Sig1R serves as a MERC tethering protein. (A) Under resting conditions, Sig1R resides with the ER-resident chaperone BiP. Upon activation, Sig1R can inhibit ER stress by promoting the degradation of misfolded proteins and alleviate oxidative stress by stabilizing the expression of antioxidant proteins. Knockout of Sig1R increases intercellular distance and inhibits its resistance to ER stress and oxidative stress. Additionally, Sig1R regulates Ca²⁺ signaling between the ER and mitochondria through interaction with IP3R3, which can promote mitochondrial ATP production. (B) Sig1R is widely involved in various pathological changes in IS. ER: endoplasmic reticulum; ROS: reactive oxygen species; Sig1R: Sigma 1 receptor; BiP: binding protein; NMDA: n-methyl-d-aspartate; GRP75: glucose-regulated protein 75; IP3R: inositol trisphosphate receptor; VDAC: voltage-dependent anion channel; DJ-1: parkinson disease protein 7; BDNF: brain-derived neurotrophic factor; GDNF: glial cell line-derived neurotrophic factor.

Fig. 8

Mfn1 and Mfn2 serve as MERC tethering proteins. (A) ER-localized Mfn2 establishes a connection between mitochondria and the ER by forming homo- or heterotypic interactions with Mfn2 or Mfn1 located in mitochondria.
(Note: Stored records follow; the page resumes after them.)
PR #2033, opened 2022-02-08
chore(core): Interrupt blocked ipfs network i/o at shutdown

stbrody:
If we have outstanding requests to ipfs during shutdown, especially ones that will take along time, like loading a CID that doesn't exist, then shutdown blocks until those outstanding requests terminate.  We should be able to use an AbortController to proactively abort outstanding networking i/o when we begin shutdown.

### DIFF
--- a/packages/common/src/context.ts
+++ b/packages/common/src/context.ts
@@ -5,12 +5,10 @@ import type { IpfsApi, LoggerProvider } from './index.js'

The knockdown of Mfn1 increases smooth ER-mitochondria contacts in cells. The elimination of Mfn2 reduces inter-organellar juxtaposition and communication and decreases mitochondrial uptake of Ca²⁺ released from the ER. However, some studies have reported opposite results. (B) REEP5 interacts with Mfn1 and Mfn2 to regulate mitochondrial localization and the accumulation of mitochondrial ROS within cells. Depletion of REEP5 results in reduced mitochondrial tethering and increased perinuclear localization. Conversely, increasing REEP5 expression promotes the distribution of mitochondria throughout the cytoplasm. REEP5: receptor expression enhancing protein 5; Mfn1: mitofusin 1; Mfn2: mitofusin 2; REEP5: receptor expression enhancing protein 5; ROS: reactive oxygen species.

Fig. 9

The potential application value of MERCs and their tethering proteins in the clinical diagnosis and treatment of IS. MERCs: mitochondria and endoplasmic reticulum contacts; ER: endoplasmic reticulum; IP3Rs: inositol trisphosphate receptors; GRP75: glucose-regulated protein 75; Sig1R: Sigma 1 receptor; VAPB: vesicle-associated membrane protein B; PTPIP51: protein tyrosine phosphatase interacting protein 51; DJ-1: parkinson disease protein 7; TG2: transglutaminase type 2; Mfn1: mitofusin 1; Mfn2: mitofusin 2; BiP: binding protein; VDAC: voltage-dependent anion channel; TUDCA: Tauroursodeoxycholic acid; REEP5: receptor expression enhancing protein 5.